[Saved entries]
################

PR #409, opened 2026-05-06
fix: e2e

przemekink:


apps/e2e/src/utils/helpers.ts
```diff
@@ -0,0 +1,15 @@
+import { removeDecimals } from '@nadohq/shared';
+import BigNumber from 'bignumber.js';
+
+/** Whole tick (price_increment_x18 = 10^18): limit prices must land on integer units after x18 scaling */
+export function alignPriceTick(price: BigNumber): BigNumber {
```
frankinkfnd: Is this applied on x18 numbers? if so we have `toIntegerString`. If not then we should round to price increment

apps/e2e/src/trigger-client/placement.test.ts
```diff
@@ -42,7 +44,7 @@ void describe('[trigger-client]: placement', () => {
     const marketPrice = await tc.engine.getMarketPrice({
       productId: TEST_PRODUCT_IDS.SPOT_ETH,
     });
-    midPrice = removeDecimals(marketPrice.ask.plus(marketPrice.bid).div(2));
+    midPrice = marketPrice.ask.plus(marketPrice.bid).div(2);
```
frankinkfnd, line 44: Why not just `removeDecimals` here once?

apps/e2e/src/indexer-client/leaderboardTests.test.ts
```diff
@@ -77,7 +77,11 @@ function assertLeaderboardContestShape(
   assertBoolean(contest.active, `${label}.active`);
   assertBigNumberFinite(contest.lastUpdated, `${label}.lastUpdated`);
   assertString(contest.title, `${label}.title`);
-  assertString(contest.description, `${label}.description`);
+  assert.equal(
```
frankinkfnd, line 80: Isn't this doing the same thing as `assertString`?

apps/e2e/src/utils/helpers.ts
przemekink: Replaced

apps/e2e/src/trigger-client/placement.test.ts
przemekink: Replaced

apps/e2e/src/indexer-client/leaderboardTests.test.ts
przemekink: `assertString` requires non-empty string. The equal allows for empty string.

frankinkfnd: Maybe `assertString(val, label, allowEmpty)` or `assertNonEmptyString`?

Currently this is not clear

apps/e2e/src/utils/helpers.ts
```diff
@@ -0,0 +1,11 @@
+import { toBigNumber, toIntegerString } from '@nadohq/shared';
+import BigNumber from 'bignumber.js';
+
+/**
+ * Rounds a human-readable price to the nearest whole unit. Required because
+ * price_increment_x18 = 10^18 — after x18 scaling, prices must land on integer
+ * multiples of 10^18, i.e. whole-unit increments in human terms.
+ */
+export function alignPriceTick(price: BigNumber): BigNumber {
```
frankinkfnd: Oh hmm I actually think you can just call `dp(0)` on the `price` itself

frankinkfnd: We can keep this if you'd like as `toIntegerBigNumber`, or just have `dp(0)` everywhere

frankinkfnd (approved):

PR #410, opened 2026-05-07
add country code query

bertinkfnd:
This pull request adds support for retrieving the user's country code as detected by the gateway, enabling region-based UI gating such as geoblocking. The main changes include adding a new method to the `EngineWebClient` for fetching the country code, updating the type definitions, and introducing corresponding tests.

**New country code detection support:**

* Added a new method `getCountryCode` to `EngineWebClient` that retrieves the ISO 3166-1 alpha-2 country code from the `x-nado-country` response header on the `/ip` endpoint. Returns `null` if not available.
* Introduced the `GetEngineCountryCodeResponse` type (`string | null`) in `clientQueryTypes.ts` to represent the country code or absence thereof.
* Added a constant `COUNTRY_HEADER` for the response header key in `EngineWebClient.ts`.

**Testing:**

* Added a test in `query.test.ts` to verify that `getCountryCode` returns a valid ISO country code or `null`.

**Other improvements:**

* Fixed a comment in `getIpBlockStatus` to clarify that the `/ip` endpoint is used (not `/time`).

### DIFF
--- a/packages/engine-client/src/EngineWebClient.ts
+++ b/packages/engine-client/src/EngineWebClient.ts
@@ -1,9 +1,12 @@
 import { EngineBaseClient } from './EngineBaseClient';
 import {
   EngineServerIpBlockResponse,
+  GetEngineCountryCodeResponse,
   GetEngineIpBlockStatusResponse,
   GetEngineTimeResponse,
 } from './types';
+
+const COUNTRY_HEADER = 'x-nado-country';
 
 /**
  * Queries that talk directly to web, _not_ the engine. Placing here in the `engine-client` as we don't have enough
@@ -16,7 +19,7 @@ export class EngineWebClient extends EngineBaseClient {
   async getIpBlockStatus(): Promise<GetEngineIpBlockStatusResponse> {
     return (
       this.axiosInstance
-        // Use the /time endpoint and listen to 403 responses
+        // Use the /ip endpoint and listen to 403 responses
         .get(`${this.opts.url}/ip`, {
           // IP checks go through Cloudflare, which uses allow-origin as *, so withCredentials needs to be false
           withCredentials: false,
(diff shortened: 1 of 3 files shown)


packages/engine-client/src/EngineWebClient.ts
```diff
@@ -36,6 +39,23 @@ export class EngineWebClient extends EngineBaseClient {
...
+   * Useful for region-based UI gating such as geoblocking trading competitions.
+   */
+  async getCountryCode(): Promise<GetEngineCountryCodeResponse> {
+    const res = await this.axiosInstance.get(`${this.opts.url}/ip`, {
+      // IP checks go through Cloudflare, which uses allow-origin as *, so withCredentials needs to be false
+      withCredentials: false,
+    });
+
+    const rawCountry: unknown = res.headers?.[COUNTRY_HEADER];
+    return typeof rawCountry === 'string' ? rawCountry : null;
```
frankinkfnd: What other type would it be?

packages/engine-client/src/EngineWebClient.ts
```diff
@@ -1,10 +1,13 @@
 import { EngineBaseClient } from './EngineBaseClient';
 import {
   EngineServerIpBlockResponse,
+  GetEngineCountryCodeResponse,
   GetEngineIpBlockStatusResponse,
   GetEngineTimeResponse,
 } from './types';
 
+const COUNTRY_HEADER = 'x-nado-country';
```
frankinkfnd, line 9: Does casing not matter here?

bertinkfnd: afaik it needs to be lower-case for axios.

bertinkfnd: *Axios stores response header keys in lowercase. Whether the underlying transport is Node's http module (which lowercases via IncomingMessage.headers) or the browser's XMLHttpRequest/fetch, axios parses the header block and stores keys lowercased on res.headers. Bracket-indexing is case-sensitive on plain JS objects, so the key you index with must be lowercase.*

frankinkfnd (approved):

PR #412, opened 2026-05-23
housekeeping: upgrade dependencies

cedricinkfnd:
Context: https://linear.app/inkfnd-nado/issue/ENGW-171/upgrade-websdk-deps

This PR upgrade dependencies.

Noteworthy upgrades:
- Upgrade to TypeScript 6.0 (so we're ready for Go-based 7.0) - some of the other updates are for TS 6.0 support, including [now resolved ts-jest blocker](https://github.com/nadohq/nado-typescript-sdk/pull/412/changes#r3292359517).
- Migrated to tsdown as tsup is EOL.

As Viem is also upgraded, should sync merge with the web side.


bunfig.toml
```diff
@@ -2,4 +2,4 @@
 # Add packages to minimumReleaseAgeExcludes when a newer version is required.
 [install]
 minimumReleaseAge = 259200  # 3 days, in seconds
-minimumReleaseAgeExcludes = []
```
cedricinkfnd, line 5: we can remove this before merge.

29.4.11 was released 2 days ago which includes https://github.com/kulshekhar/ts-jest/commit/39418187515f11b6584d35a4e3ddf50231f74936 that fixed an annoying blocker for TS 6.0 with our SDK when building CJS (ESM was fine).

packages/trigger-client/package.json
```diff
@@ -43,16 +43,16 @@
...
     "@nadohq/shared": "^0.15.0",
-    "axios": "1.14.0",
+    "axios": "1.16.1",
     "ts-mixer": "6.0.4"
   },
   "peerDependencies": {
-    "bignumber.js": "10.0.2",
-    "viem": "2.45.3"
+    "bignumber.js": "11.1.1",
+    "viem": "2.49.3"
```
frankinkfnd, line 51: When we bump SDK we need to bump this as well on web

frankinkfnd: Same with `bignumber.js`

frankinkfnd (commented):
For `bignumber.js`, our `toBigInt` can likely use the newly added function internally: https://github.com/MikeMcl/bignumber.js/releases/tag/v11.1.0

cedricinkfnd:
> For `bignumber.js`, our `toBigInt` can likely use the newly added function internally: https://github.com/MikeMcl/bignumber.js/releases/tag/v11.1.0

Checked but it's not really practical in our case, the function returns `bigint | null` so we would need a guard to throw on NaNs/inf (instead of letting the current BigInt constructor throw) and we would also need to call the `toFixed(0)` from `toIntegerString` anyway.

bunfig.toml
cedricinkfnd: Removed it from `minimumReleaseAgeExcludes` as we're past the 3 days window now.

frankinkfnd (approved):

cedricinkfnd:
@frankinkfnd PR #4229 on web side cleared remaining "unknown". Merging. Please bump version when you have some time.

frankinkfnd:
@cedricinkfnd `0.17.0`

################

• Work to be completed: Find the lines above that contain the word "packages" and collect them.

• Your solution:
--- a/packages/engine-client/src/EngineWebClient.ts
+++ b/packages/engine-client/src/EngineWebClient.ts
packages/engine-client/src/EngineWebClient.ts
packages/engine-client/src/EngineWebClient.ts
 # Add packages to minimumReleaseAgeExcludes when a newer version is required.
packages/trigger-client/package.json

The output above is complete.